## Exercise objective
Search the records below for the string "predictable" and copy each line where it turns up.

## Data extract
----
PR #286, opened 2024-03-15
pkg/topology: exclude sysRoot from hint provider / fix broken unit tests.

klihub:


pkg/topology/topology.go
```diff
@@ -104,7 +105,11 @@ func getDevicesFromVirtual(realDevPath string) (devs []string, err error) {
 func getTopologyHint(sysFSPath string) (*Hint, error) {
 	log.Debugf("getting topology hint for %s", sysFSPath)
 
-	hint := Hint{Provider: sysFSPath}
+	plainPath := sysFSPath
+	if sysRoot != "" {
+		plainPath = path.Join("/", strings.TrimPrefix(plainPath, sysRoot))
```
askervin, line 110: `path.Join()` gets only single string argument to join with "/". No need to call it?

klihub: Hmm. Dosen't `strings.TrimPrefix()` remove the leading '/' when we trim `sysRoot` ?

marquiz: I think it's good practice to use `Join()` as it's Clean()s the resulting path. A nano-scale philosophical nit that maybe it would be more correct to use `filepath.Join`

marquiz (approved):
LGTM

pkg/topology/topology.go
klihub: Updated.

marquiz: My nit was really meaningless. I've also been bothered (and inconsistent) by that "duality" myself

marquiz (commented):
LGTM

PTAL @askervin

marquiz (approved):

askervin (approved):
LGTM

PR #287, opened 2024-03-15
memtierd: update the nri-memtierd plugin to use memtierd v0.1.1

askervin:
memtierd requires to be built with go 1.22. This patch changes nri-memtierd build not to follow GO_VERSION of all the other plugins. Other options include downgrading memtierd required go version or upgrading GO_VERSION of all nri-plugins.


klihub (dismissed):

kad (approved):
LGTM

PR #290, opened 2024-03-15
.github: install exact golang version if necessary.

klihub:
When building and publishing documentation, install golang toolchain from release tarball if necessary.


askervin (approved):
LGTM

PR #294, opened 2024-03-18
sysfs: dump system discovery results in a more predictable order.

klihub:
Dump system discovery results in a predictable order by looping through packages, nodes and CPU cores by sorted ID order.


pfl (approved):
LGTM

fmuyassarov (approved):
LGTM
----
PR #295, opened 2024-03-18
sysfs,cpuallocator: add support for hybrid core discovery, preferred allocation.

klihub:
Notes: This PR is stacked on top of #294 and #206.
----
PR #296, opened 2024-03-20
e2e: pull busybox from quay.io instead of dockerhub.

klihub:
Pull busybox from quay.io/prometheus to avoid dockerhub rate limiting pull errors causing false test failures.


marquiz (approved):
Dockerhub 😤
----
## Exercise response
sysfs: dump system discovery results in a more predictable order.
Dump system discovery results in a predictable order by looping through packages, nodes and CPU cores by sorted ID order.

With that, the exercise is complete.